You remember the government claiming it, but as far as I know they never released any actual statements that his leaks killed anyone.
https://www.vice.com/en/article/438jmw/official-reports-on-the-damage-caused-by-edward-snowdens-leaks-are-totally-redacted
https://www.reuters.com/article/idUSL2N1BR287/
Both of these are pretty typical of all the articles I have seen, which is the government claiming he did great harm, but no actual examples of getting anyone killed.
Yeah, that sound about right. I don't remember it ever being confirmed what, if anything, was actually compromised by the leaks. But I doubt that we'd ever get specific details on something like that from the government, anyway.
Though I imagine that a lot of ongoing operations at the time probably had to be cancelled prematurely, the consequences of which might never really be known.
This is the fear that is always instilled in people whenever the government takes an L. I'm not saying it's a false statement, but it's also unsubstantiated.

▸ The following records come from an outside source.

PR #1123, opened 2023-03-31
Configurable flexmark options

akruis:
Hi,

we use schemaspy to document an internal database project. During the development it is very convenient to use the markdown editor of our Gitlab instance to write documentation for database objects using Gitlab-flavored markdown. Unfortunately schemaspy uses pegdown flavored markdown.

The flexmark processor is very flexible and can render many different markdown variants, but currently its configuration is hard wired. This merge request is a prove of concept to make the flexmark configuration an runtime option.

My Java is not the best any more and I'm not familiar with the implementation details of the schemaspy configuration. Therefore I used system properties instead of a proper integration with the schemaspy configuration. Clearly not production quality, but better than nothing.

CU Anselm

### DIFF
--- a/pom.xml
+++ b/pom.xml
@@ -80,12 +80,12 @@
             <dependency>
                 <groupId>com.vladsch.flexmark</groupId>
                 <artifactId>flexmark</artifactId>
-                <version>0.34.32</version>
+                <version>0.64.0</version>
             </dependency>
             <dependency>
                 <groupId>com.vladsch.flexmark</groupId>
                 <artifactId>flexmark-profile-pegdown</artifactId>
-                <version>0.34.32</version>
+                <version>0.64.0</version>
             </dependency>
             <dependency>
                 <groupId>org.json</groupId>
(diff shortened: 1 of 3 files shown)


npetzall:
Sorry for the late reply I've been out sick, I'll try to have a look at how the configuration is done and what's required to configure flexmark-java.

I'm hoping that there might be a simpler solution than having to go thru JavaScript or at least make it simpler for users.

npetzall:
From flexmark-java:
> For Versions 0.62.2 or below, Java 8 or above, Java 9+ compatible. For Versions 0.64.0 or above, Java 11 or above.

Might need to use <  0.64.0 for now, or make a decision on bumping java requirement. But that's a totally different issue.

akruis:
> Sorry for the late reply I've been out sick, I'll try to have a look at how the configuration is done and what's required to configure flexmark-java.
> 
> I'm hoping that there might be a simpler solution than having to go thru JavaScript or at least make it simpler for users.

Sure. Once you have a suitable set of flexmark options, you could provide a ready-to-use configuration. But being able to change the configuration details an runtime is valuable too.

> Might need to use < 0.64.0 for now, or make a decision on bumping java requirement. But that's a totally different issue.
I upgraded, because I first thought that my rendering problems might be caused by a flexmark bug. And then I was to lazy to look for the documentation of older flexmark versions. Version 0.62.2 is the last version, that supports Java 8.

npetzall:
@akruis not ready to use but a simpler configuration file, so that it's easy to modify and use your own configuration.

That's because they were spies. Spies aren't typically talked about. SOME of the programs he detailed in those releases were within the scope of what he was trying to expose, but many were not. He dumped THOUSANDS of documents related to humint sources that absolutely got people killed, burned other active contacts / projects and cost years worth of work. There was a huge shuffle of personnel after those leaks as intelligence agencies TRIED to get their people out, but there were a great number who couldn't get out. Andrew Bustamante speaks about this, at some length, to just name the most well known talking head.
The majority of what he exposed had nothing to do with domestic surveillance programs, and the way he exposed that information was WILDLY irresponsible.
Yes, the illegal surveillance he exposed was a big deal, but again, was done in a really shitty way that compromised active investigations. He neglected to do anything through proper channels, and instead betrayed his country rather than try to fix the problems through whistle blower channels where he would have actually had legal and tangible protections. Dude was an actual shit bag and a Russian asset.
I'm not going to pretend he wasn't reckless as fuck but don't pretend for even a moment that "going through the proper channels" would have gotten him anything that even halfway resembled a fair trial.